::: DATA FOR REVIEW :::

PR #583, opened 2025-02-14
Make ThresholdingModel compose FileInputModel, Add ability to remove binary maps

yrkim98:
## Purpose
This PR resolves two things:
- Refactor:`ThresholdingModel` now inherits `FileInputModel`, so that all UI state is reflected in a single location (`ThresholdingModel`). `ThresholdingService` references state in a single location (`ThresholdingModel`), updating the viewer as the user selects/unselects images and thresholding methods.

- Bugfix: unselecting an image does not clear the binary map for that image.
- Bugfix: selecting (None) in the UI does not clear out all binary maps generated from thresholding

A short video demo of the last two points:
https://github.com/user-attachments/assets/cf1e6a9d-2b21-41bb-90fe-e494a9b54fb3

## Changes
- `ThresholdingModel` now extends `FileInputModel`, this is the single source of truth for thresholding state. before, we stored state from `ThresholdingFileInputWidget` and `ThresholdingView` in separate places. Now this model stores all thresholding state.
- Any UI updates that should trigger a new binary map to be generated or removed from the viewer fire a single event, `Event.ACTION_EXECUTE_THRESHOLDING`. Based on UI state, the `ThresholdingService` handles this event, generates binary maps, and updates the viewer as needed.
- When unselecting an image, the binary map for that image is cleared in the napari viewer.
- When selecting "None" for the thresholding methods in the viewer, all binary maps are cleared.

## Testing
Unit tests, tested on windows

## How to review
1. Start with `ThresholdingModel` and see how it composes `FileInputModel` to use with `ThresholdingFileInputWidget` as well as the `ThresholdingView`
2. See the event handler in `ThresholdingService._on_threshold_changed` which handles all threshold events and updates the viewer as needed. This now includes logic to remove binary maps from the viewer when they are unselected.
3. There is a new `Viewer` function to remove a binary map from a layer. This is done by creating a image of all zeros using `np.zeros()` and adding that as a placeholder when we do not want to display any binary map in a layer. We want to keep the layer, since it contains the original probability map in its metadata that we will need if this layer needs to be thresholded again.
4. `TestThresholdingService` contains two new tests which ensure that images are removed when they are unselected or if None is selected as the thresholding method.

### DIFF
--- a/src/allencell_ml_segmenter/_tests/thresholding/test_thresholding_service.py
+++ b/src/allencell_ml_segmenter/_tests/thresholding/test_thresholding_service.py
@@ -82,10 +82,10 @@ def test_on_threshold_changed_non_prediction(test_image):
         metadata={"prob_map": test_image},
     )
     viewer.add_image(test_image, name="donotthreshold")
-    thresholding_model.set_selected_idx([0, 1])
     thresholding_model.set_thresholding_layers(
         viewer.get_all_layers_containing_prob_map()
     )
+    thresholding_model.set_selected_idx([0, 1])
 
     # ACT set a threshold to trigger
     thresholding_model.set_thresholding_value(50)
--- a/src/allencell_ml_segmenter/_tests/thresholding/test_thresholding_service.py
+++ b/src/allencell_ml_segmenter/_tests/thresholding/test_thresholding_service.py
@@ -110,3 +110,121 @@ def test_on_threshold_changed_non_prediction(test_image):
     assert np.array_equal(seg_data, (test_image > 100).astype(int))
     # verify that raw layers do not get thresholded
     assert len(viewer.threshold_inserted) == 2
+
+
+def test_none_selected_removes_binary_maps(test_image):
+    """
+    Test that the thresholding service does not add a threshold layer for a layer that is not a probability map
+    """
+    # ARRANGE
+    thresholding_model: ThresholdingModel = ThresholdingModel()
+    viewer: FakeViewer = FakeViewer()
+    main_model: MainModel = MainModel()
+    main_model.set_predictions_in_viewer(True)
+    thresholding_service: ThresholdingService = ThresholdingService(
+        thresholding_model,
+        FakeExperimentsModel(),
+        main_model,
+        viewer,
+        task_executor=SynchroTaskExecutor.global_instance(),
+    )
+
+    # Only the [seg] layers below should produce a threshold layer since they have prob map metadata
+    viewer.add_image(test_image, name="[raw] test_layer 1")
+    viewer.add_image(
+        test_image,
+        name="[seg] test_layer 1",
+        metadata={"prob_map": test_image},
+    )
+    viewer.add_image(test_image, name="[raw] test_layer 2")
+    viewer.add_image(
+        test_image,
+        name="[seg] test_layer 2",
+        metadata={"prob_map": test_image},
+    )
+    viewer.add_image(test_image, name="donotthreshold")
+    thresholding_model.set_thresholding_layers(
+        viewer.get_all_layers_containing_prob_map()
+    )
+    thresholding_model.set_selected_idx([0, 1])
+
+    # create binary maps and add to viewer
+    thresholding_model.set_thresholding_value(50)
+    thresholding_model.set_threshold_enabled(True)
+
+    # Verify a threshold layer is added for each seg layer
+    assert "[threshold] [seg] test_layer 1" in viewer.threshold_inserted
+    seg_data = viewer.threshold_inserted["[threshold] [seg] test_layer 1"]
+    assert np.array_equal(seg_data, (test_image > 50).astype(int))
+    assert "[threshold] [seg] test_layer 2" in viewer.threshold_inserted
+    seg_data = viewer.threshold_inserted["[threshold] [seg] test_layer 2"]
+    assert np.array_equal(seg_data, (test_image > 50).astype(int))
+    # verify that raw layers do not get thresholded
+    assert len(viewer.threshold_inserted) == 2
+
+    # ACT remove all binary maps by selecting None
+    thresholding_model.disable_all()
+
+    # Assert
+    assert len(viewer.threshold_inserted) == 0
+
+
+def test_unselection_removes_binary_maps(test_image):
+    """
+    Test that the thresholding service does not add a threshold layer for a layer that is not a probability map
+    """
+    # ARRANGE
+    thresholding_model: ThresholdingModel = ThresholdingModel()
+    viewer: FakeViewer = FakeViewer()
+    main_model: MainModel = MainModel()
+    main_model.set_predictions_in_viewer(True)
+    thresholding_service: ThresholdingService = ThresholdingService(
+        thresholding_model,
+        FakeExperimentsModel(),
+        main_model,
+        viewer,
+        task_executor=SynchroTaskExecutor.global_instance(),
+    )
+
+    # Only the [seg] layers below should produce a threshold layer since they have prob map metadata
+    viewer.add_image(test_image, name="[raw] test_layer 1")
+    viewer.add_image(
+        test_image,
+        name="[seg] test_layer 1",
+        metadata={"prob_map": test_image},
+    )
+    viewer.add_image(test_image, name="[raw] test_layer 2")
+    viewer.add_image(
+        test_image,
+        name="[seg] test_layer 2",
+        metadata={"prob_map": test_image},
+    )
+    viewer.add_image(test_image, name="donotthreshold")
+    thresholding_model.set_thresholding_layers(
+        viewer.get_all_layers_containing_prob_map()
+    )
+    thresholding_model.set_selected_idx([0, 1])
+
+    # create binary maps and add to viewer
+    thresholding_model.set_thresholding_value(50)
+    thresholding_model.set_threshold_enabled(True)
+
+    # Verify a threshold layer is added for each seg layer
+    assert "[threshold] [seg] test_layer 1" in viewer.threshold_inserted
+    seg_data = viewer.threshold_inserted["[threshold] [seg] test_layer 1"]
+    assert np.array_equal(seg_data, (test_image > 50).astype(int))
+    assert "[threshold] [seg] test_layer 2" in viewer.threshold_inserted
+    seg_data = viewer.threshold_inserted["[threshold] [seg] test_layer 2"]
+    assert np.array_equal(seg_data, (test_image > 50).astype(int))
+    # verify that raw layers do not get thresholded
+    assert len(viewer.threshold_inserted) == 2
+
+    # ACT remove binary map by unselecting index 1
+    thresholding_model.set_selected_idx(
+        [0]
+    )  # remove 1, which was previously selected
+
+    # Assert
+    assert len(viewer.threshold_inserted) == 1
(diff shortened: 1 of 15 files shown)


src/allencell_ml_segmenter/_tests/thresholding/test_thresholding_service.py
```diff
@@ -110,3 +110,121 @@ def test_on_threshold_changed_non_prediction(test_image):
     assert np.array_equal(seg_data, (test_image > 100).astype(int))
     # verify that raw layers do not get thresholded
     assert len(viewer.threshold_inserted) == 2
+
+
+def test_none_selected_removes_binary_maps(test_image):
```
yrkim98, line 115: This tests if selecting None removes all binary maps from the viewer

src/allencell_ml_segmenter/_tests/thresholding/test_thresholding_service.py
```diff
@@ -110,3 +110,121 @@ def test_on_threshold_changed_non_prediction(test_image):
...
+    assert len(viewer.threshold_inserted) == 2
+
+    # ACT remove all binary maps by selecting None
+    thresholding_model.disable_all()
+
+    # Assert
+    assert len(viewer.threshold_inserted) == 0
+
+
+def test_unselection_removes_binary_maps(test_image):
```
yrkim98, line 172: This tests if unselecting an image in the ThresholdingFileInputWidget removes the binary map for that layer in the viewer

src/allencell_ml_segmenter/core/event.py
```diff
@@ -65,9 +65,9 @@ class Event(Enum):
     ACTION_CURATION_RAW_THREAD_ERROR = "curation_raw_thread_error"
 
     # Thresholding events
-    ACTION_THRESHOLDING_VALUE_CHANGED = "thresholding_value_changed"
-    ACTION_THRESHOLDING_AUTOTHRESHOLDING_SELECTED = "autothresholding_selected"
+    ACTION_EXECUTE_THRESHOLDING = "execute_thresholding"
     ACTION_SAVE_THRESHOLDING_IMAGES = "save_thresholding_images"
+    ACTION_THRESHOLDING_DISABLED = "disable_thresholding"
```
yrkim98, line 70: I use a second event that dispatches when None is selected in the UI for thresholding. This is separated to prevent the user from losing binary maps from the viewer if they unselect all thresholding method. You have to specifically select "None" to clear the viewer

src/allencell_ml_segmenter/core/file_input_widget.py
```diff
@@ -50,14 +50,14 @@ def __init__(
         self,
         model: FileInputModel,
         viewer: IViewer,
-        service: ModelFileService,
+        service: Optional[ModelFileService],
```
yrkim98, line 53: `ModelFileService` is only used the the base class, `FileInputWidget`, and not `ThresholdingInputWidget`, so these changes make this an optional parameter which will be `None` for `ThresholdingInputWidget`. The `None` check below satisfies mypy type checking

src/allencell_ml_segmenter/main/viewer.py
```diff
@@ -185,3 +188,16 @@ def get_all_layers_containing_prob_map(self) -> list[Layer]:
             for layer in self.get_layers()
             if "prob_map" in layer.metadata
         ]
+
+    def clear_binary_map_from_layer(self, layer: Layer) -> None:
```
yrkim98, line 192: viewer function to clear the binary map from a layer by replacing it with a mask containing all 0's, which will result in a transparent layer in the napari viewer.

I do this to not remove that layer completely from the viewer, which we need to keep.

src/allencell_ml_segmenter/thresholding/thresholding_model.py
```diff
@@ -72,12 +75,32 @@ def set_threshold_enabled(self, enabled: bool) -> None:
...
+        if enabled:
+            self.dispatch(Event.ACTION_EXECUTE_THRESHOLDING)
 
     def is_threshold_enabled(self) -> bool:
         """
         Get threshold specific value.
         """
         return self._is_threshold_enabled
 
+    def disable_all(self) -> None:
```
yrkim98, line 87: function called when None is selected in the UI

src/allencell_ml_segmenter/thresholding/thresholding_service.py
```diff
@@ -48,83 +44,97 @@ def __init__(
...
+            Event.ACTION_THRESHOLDING_DISABLED,
             self,
-            self._save_thresholded_images,
+            self._remove_all_prob_maps,
         )
 
     def _handle_thresholding_error(self, error: Exception) -> None:
         show_info("Thresholding failed: " + str(error))
 
     def _on_threshold_changed(self, _: Event) -> None:
```
yrkim98, line 67: handler for thresholding events

src/allencell_ml_segmenter/core/file_input_widget.py
hughes036, line 53: I think exposing a second constructor for the subclasses would be a nice way to get around making `service` Optional.

src/allencell_ml_segmenter/core/file_input_widget.py
```diff
@@ -271,7 +271,8 @@ def _process_checked_signal(self, row: int, state: Qt.CheckState) -> None:
                     len(selected_indices) == 0
                     and self._include_channel_selection
                 ):
-                    self._service.stop_channel_extraction()  # stop so combobox doesn't reset after thread is finished
+                    if self._service:
+                        self._service.stop_channel_extraction()  # stop so combobox doesn't reset after thread is finished
```
hughes036, line 275: Above idea would clean this up.

src/allencell_ml_segmenter/main/viewer.py
hughes036: Details of this are worth a docstring I think

"We need to keep the layer because it contains the segmentation's probability map.  So, clear out the binary map by setting it to all zeros.."

hughes036: Also, this public method looks like a good candidate for unit tests.

src/allencell_ml_segmenter/thresholding/thresholding_model.py
hughes036: It seems strange to enable deselecting a whole radio group, and having that behavior be different from the 'none' option.

hughes036: Im confused by the radio handling - would it be simpler if there was 1 handler for the whole group?  

- [ ] check qt docs

src/allencell_ml_segmenter/thresholding/thresholding_service.py
```diff
@@ -48,83 +44,97 @@ def __init__(
...
-            self._on_threshold_changed,
+            self._save_thresholded_images,
         )
 
         self._thresholding_model.subscribe(
-            Event.ACTION_SAVE_THRESHOLDING_IMAGES,
+            Event.ACTION_THRESHOLDING_DISABLED,
             self,
-            self._save_thresholded_images,
+            self._remove_all_prob_maps,
```
hughes036: This removes all _BINARY_ maps and leaves prob maps, right?

src/allencell_ml_segmenter/thresholding/thresholding_service.py
```diff
@@ -48,83 +44,97 @@ def __init__(
...
 
     def _handle_thresholding_error(self, error: Exception) -> None:
         show_info("Thresholding failed: " + str(error))
 
     def _on_threshold_changed(self, _: Event) -> None:
-        layers_containing_prob_map: list[Layer] = (
-            self._viewer.get_all_layers_containing_prob_map()
-        )
+        # Check to see if user has selected a thresholding method
+        if (
```
hughes036, line 69: A lot of logic would be simplified by 

- not having a 'none' option
- having a default selection (auto-thresholding seems like a good default)

src/allencell_ml_segmenter/thresholding/thresholding_service.py
hughes036, line 67: Does this handle toggling between 'on-screen images' and 'image directory' ?

src/allencell_ml_segmenter/thresholding/thresholding_service.py
```diff
@@ -48,83 +44,97 @@ def __init__(
...
-                    # INVARIANT: a segmentation layer must have prob_map in its metadata if it came from our plugin
-                    # so we are only supporting thresholding images that are from the plugin itself.
-                    if (
-                        not isinstance(layer_instance.metadata, dict)
-                        or "prob_map" not in layer_instance.metadata
-                    ):
-                        raise ValueError(
-                            "Layer metadata must be a dictionary containing the 'prob_map' key in order to threshold."
+                    # On return, display the binary map that was produced from thresholding
+                    def on_return(
```
hughes036, line 114: I think this would benfit from 1 more iteration on design: remove the 'none' option.  Id like to see how that simplifies this logic

src/allencell_ml_segmenter/thresholding/thresholding_service.py
```diff
@@ -156,3 +166,7 @@ def _threshold_image(self, image: np.ndarray) -> np.ndarray:
             self._thresholding_model.get_thresholding_value()
         )
         return (image > threshold_value).astype(int)
+
+    def _remove_all_prob_maps(self, _: Event) -> None:
```
hughes036: should be renamed `_remove_all_binary_maps`

hughes036 (approved):
This is looking pretty good.  I think lets go with it (plus bug fixes identified) for a V1.0.0 RC.  Then, we can iterate on simplifying the logic by simplifying the thresholding UX.

src/allencell_ml_segmenter/main/viewer.py
yrkim98: https://github.com/AllenCell/allencell-segmenter-ml/pull/583 docstring + tests added

src/allencell_ml_segmenter/thresholding/thresholding_model.py
yrkim98: I can confirm that a radio button cannot be unselected.
Nothing about having one handler for all radio buttons in one group. https://doc.qt.io/qt-6/qradiobutton.html

That was originally what I was going for, but we need different behavior when None is selected. I suppose the logic for that can be included in a single handler. I will create a ticket for this

src/allencell_ml_segmenter/core/file_input_widget.py
yrkim98: [a ticket was created for this](https://github.com/AllenCell/allencell-segmenter-ml/issues/586)

src/allencell_ml_segmenter/thresholding/thresholding_service.py
yrkim98: [correct](https://github.com/AllenCell/allencell-segmenter-ml/pull/583)

src/allencell_ml_segmenter/thresholding/thresholding_service.py
yrkim98: [ticket created for this](https://github.com/AllenCell/allencell-segmenter-ml/issues/587)

benjijamorris (approved):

:::

### EXERCISE
With the string "which" as the key, filter the data above and show the lines that match.

### ANSWER SECTION
2. See the event handler in `ThresholdingService._on_threshold_changed` which handles all threshold events and updates the viewer as needed. This now includes logic to remove binary maps from the viewer when they are unselected.
4. `TestThresholdingService` contains two new tests which ensure that images are removed when they are unselected or if None is selected as the thresholding method.
+    )  # remove 1, which was previously selected
yrkim98, line 53: `ModelFileService` is only used the the base class, `FileInputWidget`, and not `ThresholdingInputWidget`, so these changes make this an optional parameter which will be `None` for `ThresholdingInputWidget`. The `None` check below satisfies mypy type checking
yrkim98, line 192: viewer function to clear the binary map from a layer by replacing it with a mask containing all 0's, which will result in a transparent layer in the napari viewer.
I do this to not remove that layer completely from the viewer, which we need to keep.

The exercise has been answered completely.